解$:(1) $如图,过点$A$作$AE\perp CD$于点$E,$过点$B$作$BF\perp CD$于
点$F,$则$∠AED=∠BFC=∠BFD = 90°。$
∵在$Rt\triangle AED$中,$∠DAE = 30°,$$AD = 20\ \mathrm {km},$
∴$AE = AD·\mathrm {cos}30°=10\sqrt {3}\mathrm {km},$$DE = AD·\mathrm {sin}30°=10\ \mathrm {km}。$
∵甲无人机位于$A$的正东方向$10\ \mathrm {km }$的$B$处,$D$位于$C$的正西方向,
∴$AB// CD。$
∴$AE\perp AB,$$BF\perp AB。$
∴四边形$AEFB$是矩形。
∴$EF = AB = 10\ \mathrm {km},$$BF = AE = 10\sqrt {3}\mathrm {km}。$
∴$DF = DE + EF = 20\ \mathrm {km}。$
∴$BD=\sqrt {DF^2+BF^2} = 10\sqrt {7}≈26.5(\mathrm {km})。$
答:$BD$的长度约为$.5\ \mathrm {km}。$
$(2) $如图,假设当甲无人机运动到点$M,$乙无人机运动到点$N$
时,此时满足$MN = 20\ \mathrm {km},$过点$M$作$MT\perp CD$于点$T。$
由题意,得$∠BCF = 90°-30°=60°。$
∴在$Rt\triangle BFC$中,$BC=\frac {BF}{\mathrm {sin}60°} = 20\ \mathrm {km},$$CF=\frac {BF}{\mathrm {tan}60°} = 10\ \mathrm {km}。$
∴$CD = DF + CF = 30\ \mathrm {km}。$
设$BM = x\mathrm {km},$则$DN = 2x\mathrm {km},$$CM=(20 - x)\mathrm {km}。$
∴在$Rt\triangle CMT$中,$CT = CM·\mathrm {cos}60°=(10-\frac {1}{2}x)\mathrm {km},$
$MT = CM·\mathrm {sin}60°=(10\sqrt {3}-\frac {\sqrt {3}}{2}x)\mathrm {km}。$
∴$TN = CD - DN - CT = 30 - 2x-(10-\frac {1}{2}x)=(20-\frac {3}{2}x)\mathrm {km}。

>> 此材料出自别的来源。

Issue #132, opened 2017-02-07
outfile marking to prevent overwrite/mixup


mdzik:
@mdzik :
Models (with variants) would be similar, maybe some sort of vti outfiles suffix so results wont mix-up?

@llaniewski :
As for outfiles - for now, as earlier, the information about the model that was executed is only in the output/..._config_....xml file. If you think the model name should be added to the output files names, maybe at it as an enchancement issue.

options ? :
- tag keyword in xml, that would add tag to ALL possible output files
- do-not-overwrite-a-thing - if outfile exist use date-base prefix/tag

PR #235, opened 2019-10-25
XPath based modification

llaniewski:
# Description
I added support for adding small (and big) modifications to the xml which is being run on the command line.

## How it works
The syntax quite simple. For instance if you want to set the `output` attribute of your case, that would be:
```bash
CLB/d2q9/main file.xml @output = "test/"
```

Where `@output` can be any [XPath](https://en.wikipedia.org/wiki/XPath) expression matching some attributes. For instance:
```bash
CLB/d2q9/main file.xml //@output = "test/"
```
Would substitute `output` attribute with `test/` *everywhere* in the case file. With this you can do:
```bash
CLB/d2q9/main file.xml //@Viscosity = "0.16"
```
To run your case with a different Viscosity

## Notice
**The xml file (with all modification) is saved in the output directory with all the results for later inspection**

## Operators
I implemented three operators: `=`, `insert` and `print`. One can add new operators later on.

### `print` operator
Just prints what the XPath maches:
#### Examples
```bash
# print all Params attributes:
CLB/d2q9/main file.xml //Params/@* print
```

### `=` operator
Substitutes the matching attributes with `[xpath expression] = [value]` or add attribute to nodes with `[xpath expression] @[attribute name] = [value]`.
#### Examples
```bash
# change output path everywhere in the case file
CLB/d2q9/main file.xml //@output = "test/"
# change viscosity
CLB/d2q9/main file.xml //@Viscosity = "test/"
# change the length of domain
CLB/d2q9/main file.xml Geometry/@nx = "128"
# select field to export in VTK
CLB/d2q9/main file.xml //VTK/@what = "U,Rho"
# select field to export in VTK (even if the attribute didn't exist)
CLB/d2q9/main file.xml //VTK @what = "U,Rho"
```

### `insert` operator
Inserts an arbitrary piece of XML code into the case. You can specify where it should be placed with:

specifier | placement
--- | ---
`after` | after the selected node (sibling)
`before` | before the selected node (sibling)
`last` (default) | at the end of the selected node (child)
`first` | at the beginning of the selected node (child)

#### Examples
```bash
# run some more iterations at the end
CLB/d2q9/main file.xml . insert '<Solve Iterations="100"/>'
# add some parameters
CLB/d2q9/main file.xml Model insert '<Params Viscosity="10"/>'
# add a Log output
CLB/d2q9/main file.xml Model insert after '<Log Iterations="10"/>'
# add VTK output before every Solve
CLB/d2q9/main file.xml //Solve insert before '<VTK/>'
```

### `delete` operator
Deletes what the XPath maches.
#### Examples
```bash
# Delete all VTK output:
CLB/d2q9/main file.xml //VTK delete
```

### DIFF
--- a/src/config.mk.in
+++ b/src/config.mk.in
@@ -16,7 +16,7 @@ SOURCE_CU=Global.cu Lattice.cu main.cu vtkLattice.cu vtkOutput.cu cross.cu cuda.
 SOURCE=$(SOURCE_CU)
 HEADERS=Global.h gpu_anim.h LatticeContainer.h Lattice.h Region.h vtkLattice.h vtkOutput.h cross.h gl_helper.h Dynamics.h Dynamics.hp types.h pugixml.hpp pugiconfig.hpp
 
-OBJ  = vtkOutput.o cuda.o Global.o Lattice.o vtkLattice.o cross.o pugixml.o Geometry.o def.o unit.o Solver.o SyntheticTurbulence.o Sampler.o ZoneSettings.o RemoteForceInterface.o
+OBJ  = vtkOutput.o cuda.o Global.o Lattice.o vtkLattice.o cross.o pugixml.o Geometry.o def.o unit.o Solver.o SyntheticTurbulence.o Sampler.o ZoneSettings.o RemoteForceInterface.o xpath_modification.o
 
 AOUT=main
 
--- a/src/main.cpp
+++ b/src/main.cpp
@@ -282,6 +282,61 @@ int main ( int argc, char * argv[] )
 		error("Error while parsing %s: %s\n", filename, result.description());
 		return -1;
 	}
+	
+	if (argc > 2) {
+		for (int i = 2; i < argc; i++) {
+			try {
+				output("XPATH: %s\n",argv[i]);
+				pugi::xpath_node_set found = solver->configfile.select_nodes(argv[i]);
+				output("XPATH: %ld things found\n", found.size());
+				i++;
+				if (i < argc) {
+					if (strcmp(argv[i], "=") == 0) {
+						i++;
+						if (i < argc) {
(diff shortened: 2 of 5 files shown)


llaniewski:
@mdzik @TravisMitchell @ggruszczynski Any thoughts?

llaniewski:
You can do even more complex things.

For an xml like:
```xml
...
 <Units>
  <Params D="0.01m" gauge="32"/>
  <Params Viscosity="1e-5m2/s" gauge="0.01"/>
 </Units>
...
```
one can modify the mesh density with:
```xml
CLB/d2q9/main file.xml Units/Params[@D]/@gauge = 64
```

TravisMitchell:
I quite like the idea, it will be useful for grid convergence (or scaling) tests. Could potentially use it for parametric studies as well. Although would need to be slightly careful and be sure to rename the outputs as well each time.

llaniewski:
> [...] Although would need to be slightly careful and be sure to rename the outputs as well each time. (@TravisMitchell )

Yes, this is related to #132 . But I don't really have a nice automatic way to generate the new name, for the output not to be overwritten.

We can opt for **never overwrite** strategy (generating new suffix, or directory every time the code is run), but this can be a bit tricky and I don't know if it's the way we want to go. We can move the discussion on that to #132

As for this PR, one can combine modification of parameters with modification of output directory:
```xml
CLB/d2q9/main case.xml //@Viscosity = 0.01 //@output = "output/low_visc/"
```

TravisMitchell:
A possible addition to the capability of this could be to alter (i.e. find and replace) for node types. I came across this while playing around with the phase field velocity model that has both MRT and CM node types. For which having an inline switch between would have saved having two run files. From discussions with @llaniewski this could also be a useful feature for switching boundary conditions between runs.

Issue #100, opened 2016-08-10
<Params> multiple arguments


mdzik:
The xml file looks like this:

``` xml
    <Params thing="A"  thing-zone="B"/>
```

Where it would work different to

``` xml
    <Params thing-zone="A"  thing="B"/>
```

 because order of attributes matters. BUT it's non conforming with XML standard\* .  I know that it's a bug in xml case file, but it's all over examples etc. and we do support that.
Therefore only supported version should be

``` xml
    <Params thing="B"/>
    <Params thing-zone="A" />
```

because order of child nodes is meaningful in XML.

We could add special name/zone argument/node:

``` xml
    <Params    thing="B"       other-thing="B"  />
    <Params   zone="zone"  thing="B"  other-thing="B" />
```

or

``` xml

       <Params   thing="B"   other-thing="B" >
       <Zonal   name="zone"     thing="B"      other-thing="B" />
       <Zonal   name="zone2"  thing="B"   other-thing="B" />
       </Params>
      <Params yetanother="1"/>
```

or maybe another.

In general this is bug IMHO, and need to be clarified before our miracle DOM-based handling ;)

@llaniewski , @shkodm  I could work on that, but in some cases it will break cases. We could make "converter" but still. And which option is most usefull/most expandable.

Other thing is that XML guys prefer

``` xml
<param>
<name>name</name>
<value>value</value>
</param>
```

or  (I would vote for this, still short but allows <[[CDATA and binary/base64 input easly)

``` xml
<param name="name">value</param>
```

over

``` xml
<param name="value" />
```

*) section 3.1 of the XML recommendation. It says, "Note that the order of attribute specifications in a start-tag or empty-element tag is not significant."',  http://stackoverflow.com/questions/726395/order-of-xml-attributes-after-dom-processing

llaniewski:
Fixed by #241

PR #241, opened 2019-11-05
Migration from Params to Param

llaniewski:
# Description

## Problem

(Issue #100) The `<Params/>` element does not conform to the XML standard practices. It's a legacy syntax, which was simpler, but causes more and more problems

## Solution

I introduced a new element `<Param/>` which can be used for a **single setting only**. Further more it is invoked `<Param name="..." zone="..." value="..."/>`.

### Example
The old settings declared as:
```xml
<Params Viscosity="0.16" Velocity-Inlet="0.01" />
```
now become:
```xml
<Param name="Viscosity" value="0.16"/>
<Param name="Velocity" zone="Inlet" value="0.01"/>
```

# Notes:
## Backwards compatibility
To not disturb backwards compatibility too much, the code parses the XML config file first, and *transforms all `<Params/>` elements to proper `<Param/>` elements*. Additionally it sets a "permissive" flag on the case, to be compatible with old treatment of unknown settings. This means that **old case files should work without modification**.

## Transformation of old files
If you have a xml file and change it to the new method of declaring settings, you can do it from command-line:
```bash
make -j d2q9
CLB/d2q9/main file.xml -s out.xml -x # transforms the Params elements
```
The `-s` option saves the transformed xml, and `-x` exists without running the simulation. **Note:** any model can be used - this is just a XML transform.

## Treatment of unknown settings
Until now, TCLB was ignoring any attributes of `<Params/>` for unknown settings. This is sometimes nice, as one wants to have the same case file for several models (and provide settings for all of them). But that also makes it easy to run a simulation with the wrong settings by misspelling the setting name. For instance `<Params Veloooocity="1"/>` would be just ignored and would cause the `Velocity` setting not to be set.

I introduced the `permissive` attribute, which can be set on any element, which will make TCLB ignore unknown settings. Otherwise TCLB will **error on unknown setting**.

### Example
To supply settings for different models in the same xml file (unknown will be ignored), one can use:
```xml
<Model permissive="true">
<Param name="Velocity" value="1"/>
<Param name="Temperature" value="100"/>
</Model>
```
Unknown settings are not permitted by default. This means that eg. `<Param name="Veloooocity" value="1"/>` will fail, if `permissive` attribute is not set anywhere.

## Units
In the new version, it is discouraged to use false names in the `<Units/>` section. If you want to introduce a scale without setting the value of a specific setting, you should write `<Param value="..." gauge="..."/>` without `name="..."`.

### Example
A set of units:
```xml
<Units>
<Params D="1m" gauge="32"/>
<Params Velocity="1m/s" gauge="0.01"/>
</Units>
```
should now be written as:
```xml
<Units>
<Param value="1m" gauge="32"/>
<Param name="Velocity" value="1m/s" gauge="0.01"/>
</Units>
```

### commandline arguments
I introduced `-s` option for saving and `-x` for exiting. Additionally the code now parses the comments in the XML files, and discards them only after all transforms etc are done. This was needed to preserve them in the transform.
### examples and tests
I transformed all XMLs in `example` and `tests` to the new version. **I didn't check if the examples work**. I deleted the `permissive` attribute from case files in `tests`, for them to check the settings names.

FYI: @mdzik @ggruszczynski @TravisMitchell @bhill23 @ndivaira - this will be part of V6.3


mdzik:
And from now on:
```xml
<a>
   <b>Order of</b>
   <b>parameters are respected</b>
</a>
```
:+1:

Issue #252, opened 2019-12-19
Issue with d2q9_pf_velocity model


TravisMitchell:
Found an issue with d2q9_pf_velocity model. This seems to have been introduced in the CM update version of the code as the behaviour is correctly captured in the original d2q9_pf_velocity model. This was noticed when I was looking to replicate some current work in Yos et al. (2019) for a multiphase and or rtemplate tutorial for the documentation.

The below image shows the behaviour of the d2q9_pf_pressureEvolution and original d2q9_pf_velocity model in comparison to the current d2q9_pf_velocity model (MRT relaxation is used here, CM relaxation goes unstable relatively early):
![Comparison of behaviour](https://user-images.githubusercontent.com/17609184/71139587-4cda5700-225a-11ea-8521-311a7f5c1d9f.png)

The xml run files for the pressureEvolution, original d2q9, as well as current d2q9 (both mrt and cm) can be seen below:

[runFiles.zip](https://github.com/CFD-GO/TCLB/files/3981475/runFiles.zip)

Will look to fix this today, but just a notification for anyone using this model in its current form.

TravisMitchell:
@llaniewski 

On my branches:
- v6.1_candidate-ZuHe_Modified_2D    model: d2q9_pf_velocityCheck
- d2q9_pf_velocity_Fix                           model: d2q9_pf_ZuHe_modified

These are the same models, but are finding different results between the code versions. I have pushed the run file that I am using in with the models

llaniewski:
Update: the difference between versions proved to be the difference in interpretation of the cell position made here: 03032b1db60df352d7099882a570be60f98b2d02 (Dec 14, 2017)

llaniewski:
@TravisMitchell what's the status on this?

TravisMitchell:
@llaniewski the difference between versions was resolved as resulting from when we changed X,Y,Z values in Dynamics.c to reference +0.5 values. I believe this test case brought up a strong dependence on initial conditions with this model that I have not observed elsewhere.

llaniewski:
@TravisMitchell yeah. I was thinking about the issue that you were getting different results/blowup if you centered you case on element, and not between elements. Does it still happen?

TravisMitchell:
I will check now-ish, give me 30 mins

PR #253, opened 2019-12-20
+ Issue with d2q9_pf_velocity clean up and fix + example

TravisMitchell:
+ General tidy up of the model and addition of options feature to allow for various collision operators without any extra code compilation. 

+ Added fixedIterator, needs to be greater than 1 for dynamic cases particularly if continuous phase is gas

+ Double checked grad and laplace operators and chemical potential calculations

+ Added droplet falling example that was where issues were noted.

### DIFF
--- a/example/multiphase/d2q9_pf_velocity/Droplet_Falling_2D.xml
+++ b/example/multiphase/d2q9_pf_velocity/Droplet_Falling_2D.xml
@@ -1,0 +1,52 @@
+
+<?xml version="1.0"?>
+<CLBConfig version="2.0" output="output/">
+<!-- 
+	Model:	d2q9_pf_velocity 
+		Can also be run with d2q9_pf_velocity_CM if the collision type is changed.
+
+	This is the test case from Yos et al. (2019) - Journal of Computational Physics
+	Density ratio:10
+	Viscosity ratio: 6.324555
+	Eotvos number = 100
+	Reynolds = 10
+	t* = 3750
+
+   Created: 	14-08-2017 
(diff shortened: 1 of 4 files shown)


llaniewski:
@TravisMitchell does this fix the main issue in #252? Is the new model in agreement with your old published one?

ggruszczynski:
@TravisMitchell @llaniewski  what are the conclusions regarding #252  ?

TravisMitchell:
@ggruszczynski the result of the updated code now matches the original one that I wrote, and stably simulates the droplet falling test case that I was looking at with MRT and CM. The result is close, but does not match exactly with the pressure evolution model from Fakhari, Lee and Geier that I coded up. However, this seems to be from the model itself rather than alterations made to the code, as such I pushed the changes made above. We also found a bit of strange behaviour based on the initial location of the droplet, which may be an artefact of the central isotropic difference - but this requires further examination.
Current-status

llaniewski:
@ggruszczynski @TravisMitchell I understand this matches now the previously published model and I'm merging this PR.

ggruszczynski:
@TravisMitchell @llaniewski 
As you indicated, the `fixedIterator=2` has an influence on the results what was not noticed in the benchmarks used in the publication:
```
The equation for Fµ is implicit, because the N matrix depends on u, which depends on F. How-
ever, it has been found that there is no need to apply a sub-iteration routine to determine the
velocity more precisely because it does not affect the results. 
```

ggruszczynski:
I have checked the previous release against new (merged) PR, the results are OK :)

$
∵在$Rt\triangle MTN$中,由勾股定理,得$MN^2=MT^2+NT^2,$
∴$20^2=(10\sqrt {3}-\frac {\sqrt {3}}{2}x)^2+(20-\frac {3}{2}x)^2,$
解得$x_{1}=15 - 5\sqrt {5},$$x_{2}=15 + 5\sqrt {5}($此时$BM>BC,$舍去)。
∴$BM = 15 - 5\sqrt {5}≈3.8(\mathrm {km})。$
答:当甲无人机飞离$B$处约$3.8\ \mathrm {km }$时,两无人机可以开始相互接收到信号。